The operation of the general rule, and its exception, is clarified in the preamble to the proposed regulation. In the context of a consolidated group, the attribute redetermination rule may have the effect of eliminating a stock loss. For example, take the base case of a loss sale (in a transaction treated as a sale or exchange for tax purposes) to P by S of 30% of T stock, followed later by T's complete liquidation.  The attribute redetermination rule invokes the single entity theory to eliminate S's loss, just as though the sale were between two divisions of a single corporation. In the context of a controlled group, however, a "special rule" applies the attribute redetermination rule to defer the stock loss that would be eliminated in a consolidated group.8

It is this back-door application of the aggregation rule of Regs.  §1.1502-34 in the CCA and the proposed regs that has generated discussion among consolidated return practitioners. Essentially, their concern is whether the aggregation rule of Regs. §1.1502-34 applies here or not. The IRS's response is that the rule does not actually apply, but does hypothetically.9 The rule applies in a limited sense to determine the timing of the loss on the intercompany sale that precedes complete liquidation. If the rule applied across-the-board, it would be too broad. For instance, assume that P owns 70% of T, the value of whose stock has declined.  P is subsequently acquired by foreign parent (FP) that already owns the remaining 30% of T. Later, T is completely liquidated. If the aggregation rule applied, the liquidation would be covered by §332 and P's loss on T stock would not be recognized. But, so long as FP's ownership of T stock is not derived from P, the aggregation rule does not apply.
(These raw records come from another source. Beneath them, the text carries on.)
PR #441, opened 2024-09-24
Cleanups in mean quadrature weights.

tarikdzanic:


pyfr/shapes.py
```diff
@@ -162,6 +162,11 @@ def upts(self):
         rname = self.cfg.get(f'solver-elements-{self.name}', 'soln-pts')
         return get_quadrule(self.name, rname, self.nupts).pts
 
+    @cached_property
+    def upts_wts(self):
+        rname = self.cfg.get(f'solver-elements-{self.name}', 'soln-pts')
```
FreddieWitherden, line 167: Can we use `_get_qrule` here to make it a one liner?

tarikdzanic: I think `_get_qrule` would return the qpts weights if `quad-pts` or `quad-deg` are specified in the element section which isn't what we want

FreddieWitherden:
I'm still not 100% here as some legitimate solution point sets do not have weights.  For example, the alpha optimised points.  Am I missing something?

tarikdzanic:
I guess they do not have to be well-defined weights in the sense of they're all strictly positive, but all unique point sets should have a set of "weights" such that `w.u = int(u)` if `u` interpolates a polynomial on those point sets. This would just be the first row of the inverse Vandermonde matrix, which may have entries that are zero.

FreddieWitherden:
> I guess they do not have to be well-defined weights in the sense of they're all strictly positive, but all unique point sets should have a set of "weights" such that `w.u = int(u)` if `u` interpolates a polynomial on those point sets. This would just be the first row of the inverse Vandermonde matrix, which may have entries that are zero.

Right, but the current rules in PyFR often do not have these weights in their tabulations.

tarikdzanic:
Ah I see, in that case I'll close this and we can just use the weights from the inverse VDM matrix like before.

In addition to clarifying the current regulations, the proposed regulations make a change. Taxpayers had noted that the current regulations do not allow for adjustment of the amount of S's deferred loss where gain is recognized on the subsequent liquidation.10 For example, if the value of T stock appreciates between the time of its intercompany sale and its liquidation, with the result that gain is recognized on liquidation, the proposed regulation allows S's deferred loss to be taken account to the extent of gain recognized.11 This result reflects the principles of the matching rules in Regs. §1.1502-13.

For more information, in the Tax Management Portfolios, see White, 754 T.M., Consolidated Returns: Election and Filing,  and in Tax Practice Series, see ¶5310, Consolidated Returns.
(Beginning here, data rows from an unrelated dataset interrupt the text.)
PR #442, opened 2024-09-25
Updated invariant set definition

kaschau:
This pull request clarifies the definition of the invariant set with respect to entropy filtering, as well as the distinction between the entropy on a per volume bases, and the specific entropy on a per mass basis (i.e. $\rho s$ versus $s$). The new invariant set is defined as $G=\{ \rho > 0, p > 0, \chi > 0\}$, where $\chi = \rho(s-s_{0})$, and $s_0$ is the local minimum specific entropy. 

This is different from the current definition, which would define $\chi$ as $\chi=\rho s - (\rho s)_{0}$, which is not necessarily a convex function. The definition of $\chi$ above, however, is convex. (There is further confusion in the distinction between the `physical` and `numerical` definitions in PyFR as one is multiplied by density and the other is not).

This clarifies that the entropy computed in the `entropy.mako` kernel is the specific entropy, $s$.

Further, the use of this invariant set greatly reduces the sensitivity to the definition of $s$. Other valid forms of entropy such as a dimensional entropy, or the numerical entropy plus a constant create dramatically different results. With this formulation, the other valid forms of entropy are visually identical in test cases. 

This formulation is consistent with Ching et al. (https://doi.org/10.1016/j.jcp.2024.112881) and Jiang & Liu (https://doi.org/10.1016/j.jcp.2018.03.004)

### DIFF
--- a/pyfr/solvers/euler/kernels/entropy.mako
+++ b/pyfr/solvers/euler/kernels/entropy.mako
@@ -10,7 +10,7 @@
 
     // Compute numerical or specific physical entropy
     % if e_func == 'numerical':
-    e = (d > 0 && p > 0) ? d*(log(p) - ${c['gamma']}*log(d)) : ${fpdtype_max};
+    e = (d > 0 && p > 0) ? log(p) - ${c['gamma']}*log(d) : ${fpdtype_max};
     % elif e_func == 'physical':
     e = (d > 0 && p > 0) ? p*pow(rcpd, ${c['gamma']}) : ${fpdtype_max};
     % endif
--- a/pyfr/solvers/euler/kernels/entropyfilter.mako
+++ b/pyfr/solvers/euler/kernels/entropyfilter.mako
@@ -2,11 +2,12 @@
 <%namespace module='pyfr.backends.base.makoutil' name='pyfr'/>
 <%include file='pyfr.solvers.euler.kernels.entropy'/>
 
-<%pyfr:macro name='get_minima' params='u, m0, dmin, pmin, emin'>
+<%pyfr:macro name='get_minima' params='u, m0, dmin, pmin, emin, Xmin, entmin'>
     fpdtype_t d, p, e;
     fpdtype_t ui[${nvars}];
 
-    dmin = ${fpdtype_max}; pmin = ${fpdtype_max}; emin = ${fpdtype_max};
+    dmin = ${fpdtype_max}; pmin = ${fpdtype_max};
+    emin = ${fpdtype_max}, Xmin = ${fpdtype_max};
 
     for (int i = 0; i < ${nupts}; i++)
     {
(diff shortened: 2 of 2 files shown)


pyfr/solvers/euler/kernels/entropyfilter.mako
```diff
@@ -90,32 +95,36 @@
               vdm='in broadcast fpdtype_t[${str(nefpts)}][${str(nupts)}]'
               invvdm='in broadcast fpdtype_t[${str(nupts)}][${str(nupts)}]'
               m0='in broadcast fpdtype_t[${str(nfpts)}][${str(nupts)}]'>
-    fpdtype_t dmin, pmin, emin;
+
+    // X = rho*(s-s0)
+    fpdtype_t dmin, pmin, emin, Xmin;
```
tarikdzanic, line 100: Is emin still used anymore?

1 Elliott, "Proposed `Supersecret' Rule Regs Not Meant to Modify Matching Rule," 2011 TNT 89-12 (5/9/11).

2 REG-118761-09, 76 Fed Reg. 22336 (4/21/11).

3 238 F.2d 670 (1st Cir. 1956).

4 Id.  

5 §7701(o)(1).

6 Elliott, "IRS Not Targeting Granite Trust Transactions, Official Says," 2010 TNT 94-8 (5/17/10).
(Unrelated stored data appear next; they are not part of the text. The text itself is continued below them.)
PR #449, opened 2024-11-04
Ensure non-blocked exchange matrices across all backends

sambitmishra98:
This PR fixes mismatch in exchange matrix shapes between backends using blocked matrices (currently only OpenMP backend) and non-blocked matrices (currently, all other backends).

### DIFF
--- a/pyfr/backends/base/types.py
+++ b/pyfr/backends/base/types.py
@@ -28,7 +28,8 @@ class MatrixBase:
 
             # Alignment requirement for the leading dimension
             ldmod = csubsz if 'align' in self.tags else 1
-            leaddim = csubsz if backend.blocks else ncol - (ncol % -ldmod)
+            blocked = backend.blocks and 'xchg' not in self.tags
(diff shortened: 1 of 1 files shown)


semi-h (approved):

FreddieWitherden:
Can we test this for a few configurations (MPI + OpenMP) to ensure everything works as expected?

sambitmishra98:
I have tested it for TGV case with different mesh sizes and polynomial orders for HIP+OpenMP and HIP+CUDA+OpenMP backends, and ensured that the PR fixes all issues around matrix shapes. I will keep this commit in the background when working with other meshes in the next few days.

FreddieWitherden:
Okay, if no issues are found over the next day or so I am happy to merge but it does require quite a bit of testing.

semi-h:
I wouldn't expect a mismatch in size between buffer arrays if the element numbers in a mesh is a multiple of 8. So with your tests make sure that the local ranks running with OpenMP backend have element numbers that are not a multiple of 8.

7 The consolidated return regulations are not imported wholesale into the §267(f) regs.  If they were, the taxpayer would never have knowingly undertaken the transaction in question. The aggregation rule of Regs. §1.1502-34 would have combined the ownership interests in S1 held by P and FS2, with the result that no loss would have been recognized by P on the liquidation of S1 because the liquidation would have been covered by §332 and not §331.

8 Preamble, REG-118761-09, 76 Fed Reg. 22336 (4/21/11).

9 Elliott, "Treasury to Clarify Application of `Supersecret' Rule," 2010 TNT 186-4 (9/27/10).

10 Preamble, REG-118761-09, 76 Fed Reg. 22336 (4/21/11).

11 Prop. Regs. §1.267(f)-1(c)(1)(iv).